* [Problem statement] Across the records below, how many lines contain the string "logic"? Give the number by itself.
_ _ _
PR #57, opened 2018-05-31
rewrite the tests

derhuerst:
Our tests currently have (at least) three problems:

1. We have to test some behaviours for every single endpoint/profile. There's a lot of duplicated code and the tests for each profile differ in how much they test.
2. The tests often only "scratch the surface" of the data returned by `hafas-client`. They often don't validate nested objects.
3. Checking a live public transport endpoint for reasonable results is inherently unstable.

**This PR attempts to address 1 & 2**.

- It introduces `validate-fptf@2`, which let's you override individual validators (e.g. the one for `location`s) so that your additional/changed validation logic will be applied to nested items as well.
- It adds helpers such as `test/lib/journeys-station-to-address.js`, which perform a single test. They reduce code duplicated across `test/*.js`.

---

A summary of the commits that will hopefully make it easier to review:

1. refactoring, preparations – 41b574c, 486929a
2. add new validation logic, add more validators, `validate-fptf@2` – 08a3349, a2abf3b, a92afc3, 2ffcf02
3. use the new validators – 1fb6d64, 46ce4bb, 0ce5e91, e1f7e07, 279dfa4
4. use the new test helpers from `test/lib` – 63e303b, 6818635, 1018369, 9501dab, cb5e01e, fecd2ae, c769638, 7f02bfe, 
2ca7e64
5. adapt the tests to be less flaky – a171234

The rest of the commits come from merging/cherry-picking from `next`.


derhuerst:
Although, in total, this PR removes only ~300 LOC, it also makes the validation a lot more thorough.

juliuste:
Are you still working on this, or should I review?

derhuerst:
please review.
_ _ _
* [Solved exercise] 2